• _WHAT IS BEING ASKED_:
Within the listing below, locate all lines containing the word "errcheck". Copy each one.

• _EXTRACTED INFORMATION_:
Content starts
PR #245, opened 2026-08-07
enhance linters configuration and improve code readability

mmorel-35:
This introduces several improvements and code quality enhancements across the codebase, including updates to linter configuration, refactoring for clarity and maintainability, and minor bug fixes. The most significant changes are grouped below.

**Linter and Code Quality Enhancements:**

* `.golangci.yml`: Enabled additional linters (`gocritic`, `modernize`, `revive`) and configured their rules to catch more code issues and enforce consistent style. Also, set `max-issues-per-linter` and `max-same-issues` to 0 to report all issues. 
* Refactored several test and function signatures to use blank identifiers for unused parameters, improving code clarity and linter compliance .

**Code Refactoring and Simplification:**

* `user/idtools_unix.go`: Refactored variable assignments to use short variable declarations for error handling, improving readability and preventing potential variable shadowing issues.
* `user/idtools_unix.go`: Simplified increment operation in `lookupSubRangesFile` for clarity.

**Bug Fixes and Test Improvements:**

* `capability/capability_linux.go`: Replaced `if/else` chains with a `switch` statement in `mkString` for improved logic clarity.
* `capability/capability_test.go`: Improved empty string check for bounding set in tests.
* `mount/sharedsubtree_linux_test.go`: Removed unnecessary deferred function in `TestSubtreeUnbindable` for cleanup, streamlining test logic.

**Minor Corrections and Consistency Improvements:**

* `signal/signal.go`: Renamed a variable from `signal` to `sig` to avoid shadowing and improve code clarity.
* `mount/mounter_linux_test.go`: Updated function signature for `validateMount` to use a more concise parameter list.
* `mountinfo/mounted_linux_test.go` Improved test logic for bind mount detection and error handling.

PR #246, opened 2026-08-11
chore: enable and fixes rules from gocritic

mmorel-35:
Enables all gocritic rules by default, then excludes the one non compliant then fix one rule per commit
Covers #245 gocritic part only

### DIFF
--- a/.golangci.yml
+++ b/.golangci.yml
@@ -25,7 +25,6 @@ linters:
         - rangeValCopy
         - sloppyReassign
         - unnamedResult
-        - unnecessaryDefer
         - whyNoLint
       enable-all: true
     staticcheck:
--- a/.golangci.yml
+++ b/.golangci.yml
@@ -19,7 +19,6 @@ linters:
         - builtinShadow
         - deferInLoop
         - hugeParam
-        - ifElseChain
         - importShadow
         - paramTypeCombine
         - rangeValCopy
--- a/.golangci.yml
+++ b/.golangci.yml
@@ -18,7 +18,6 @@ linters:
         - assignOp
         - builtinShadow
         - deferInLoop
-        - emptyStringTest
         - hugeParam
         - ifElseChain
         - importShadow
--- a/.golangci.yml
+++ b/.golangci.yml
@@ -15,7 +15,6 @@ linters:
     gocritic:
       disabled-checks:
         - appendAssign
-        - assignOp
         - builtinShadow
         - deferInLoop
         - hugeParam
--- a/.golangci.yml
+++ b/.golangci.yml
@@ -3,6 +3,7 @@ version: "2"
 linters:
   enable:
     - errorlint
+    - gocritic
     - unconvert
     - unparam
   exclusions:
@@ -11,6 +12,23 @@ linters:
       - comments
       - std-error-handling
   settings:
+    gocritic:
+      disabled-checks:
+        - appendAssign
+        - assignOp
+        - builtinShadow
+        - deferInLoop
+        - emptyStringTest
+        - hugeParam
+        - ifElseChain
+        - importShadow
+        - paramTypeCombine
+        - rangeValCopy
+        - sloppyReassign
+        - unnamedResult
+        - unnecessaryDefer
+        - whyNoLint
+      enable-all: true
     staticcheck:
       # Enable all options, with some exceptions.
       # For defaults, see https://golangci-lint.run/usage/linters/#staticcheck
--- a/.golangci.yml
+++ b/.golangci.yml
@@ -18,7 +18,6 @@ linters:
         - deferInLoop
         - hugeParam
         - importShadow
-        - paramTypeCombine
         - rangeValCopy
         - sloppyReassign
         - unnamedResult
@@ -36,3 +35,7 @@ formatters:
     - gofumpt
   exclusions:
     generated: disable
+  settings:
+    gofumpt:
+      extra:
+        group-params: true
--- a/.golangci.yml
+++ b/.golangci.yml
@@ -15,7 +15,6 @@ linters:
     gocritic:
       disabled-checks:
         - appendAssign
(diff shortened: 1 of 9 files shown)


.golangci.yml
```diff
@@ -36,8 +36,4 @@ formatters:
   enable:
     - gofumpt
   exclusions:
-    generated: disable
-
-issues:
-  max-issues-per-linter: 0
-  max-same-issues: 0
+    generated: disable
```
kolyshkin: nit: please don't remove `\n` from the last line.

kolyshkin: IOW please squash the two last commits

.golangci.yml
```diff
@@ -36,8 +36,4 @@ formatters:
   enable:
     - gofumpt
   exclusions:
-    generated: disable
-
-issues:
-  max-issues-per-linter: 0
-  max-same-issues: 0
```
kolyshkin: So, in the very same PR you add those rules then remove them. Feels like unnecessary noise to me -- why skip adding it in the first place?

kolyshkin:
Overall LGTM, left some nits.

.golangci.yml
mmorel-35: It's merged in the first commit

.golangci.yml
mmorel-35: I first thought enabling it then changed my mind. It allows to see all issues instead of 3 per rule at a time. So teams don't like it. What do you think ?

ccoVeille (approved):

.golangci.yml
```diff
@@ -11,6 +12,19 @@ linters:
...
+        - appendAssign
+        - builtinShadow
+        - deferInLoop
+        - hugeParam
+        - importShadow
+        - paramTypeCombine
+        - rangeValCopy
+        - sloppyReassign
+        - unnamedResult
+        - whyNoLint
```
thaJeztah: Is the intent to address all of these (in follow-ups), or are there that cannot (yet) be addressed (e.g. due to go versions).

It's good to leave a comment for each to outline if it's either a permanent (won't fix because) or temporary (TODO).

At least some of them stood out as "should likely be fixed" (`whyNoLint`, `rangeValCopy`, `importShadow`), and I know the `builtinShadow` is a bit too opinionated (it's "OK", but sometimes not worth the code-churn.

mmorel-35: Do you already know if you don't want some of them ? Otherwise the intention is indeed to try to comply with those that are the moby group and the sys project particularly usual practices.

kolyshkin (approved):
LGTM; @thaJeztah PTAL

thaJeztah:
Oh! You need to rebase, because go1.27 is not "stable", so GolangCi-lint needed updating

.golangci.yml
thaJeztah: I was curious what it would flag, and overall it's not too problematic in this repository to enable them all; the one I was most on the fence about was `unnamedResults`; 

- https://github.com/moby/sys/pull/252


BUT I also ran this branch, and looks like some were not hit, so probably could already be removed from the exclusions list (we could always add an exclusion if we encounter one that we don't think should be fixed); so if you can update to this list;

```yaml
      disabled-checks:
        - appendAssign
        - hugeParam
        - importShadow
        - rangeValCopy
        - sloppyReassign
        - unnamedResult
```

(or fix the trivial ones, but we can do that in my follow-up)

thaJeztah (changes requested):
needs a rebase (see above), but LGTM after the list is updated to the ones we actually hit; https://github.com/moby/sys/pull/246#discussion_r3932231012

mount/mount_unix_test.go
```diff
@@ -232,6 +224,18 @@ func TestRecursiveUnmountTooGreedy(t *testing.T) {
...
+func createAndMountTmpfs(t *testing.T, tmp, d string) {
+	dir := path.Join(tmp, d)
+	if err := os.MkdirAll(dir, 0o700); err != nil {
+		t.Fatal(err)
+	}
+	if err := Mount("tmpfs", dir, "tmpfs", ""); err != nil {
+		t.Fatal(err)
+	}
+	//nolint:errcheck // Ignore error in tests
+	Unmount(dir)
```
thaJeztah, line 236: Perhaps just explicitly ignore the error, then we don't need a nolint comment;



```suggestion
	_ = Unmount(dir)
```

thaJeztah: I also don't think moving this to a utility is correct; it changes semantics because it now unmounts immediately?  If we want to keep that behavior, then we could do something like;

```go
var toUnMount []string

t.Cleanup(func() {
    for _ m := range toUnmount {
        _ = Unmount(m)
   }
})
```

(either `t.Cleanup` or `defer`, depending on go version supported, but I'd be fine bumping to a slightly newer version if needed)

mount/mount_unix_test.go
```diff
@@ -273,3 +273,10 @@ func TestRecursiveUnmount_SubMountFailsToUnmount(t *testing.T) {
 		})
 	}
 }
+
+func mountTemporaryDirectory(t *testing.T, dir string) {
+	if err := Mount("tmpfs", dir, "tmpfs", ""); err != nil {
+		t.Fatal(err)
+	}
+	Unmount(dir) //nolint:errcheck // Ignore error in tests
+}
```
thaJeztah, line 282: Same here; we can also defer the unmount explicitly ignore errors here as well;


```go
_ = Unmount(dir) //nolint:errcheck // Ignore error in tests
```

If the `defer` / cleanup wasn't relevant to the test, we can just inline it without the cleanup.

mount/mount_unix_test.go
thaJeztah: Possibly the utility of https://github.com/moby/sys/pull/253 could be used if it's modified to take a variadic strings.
Content ends
• _RESPONSE AREA_:
+	//nolint:errcheck // Ignore error in tests
+	Unmount(dir) //nolint:errcheck // Ignore error in tests
_ = Unmount(dir) //nolint:errcheck // Ignore error in tests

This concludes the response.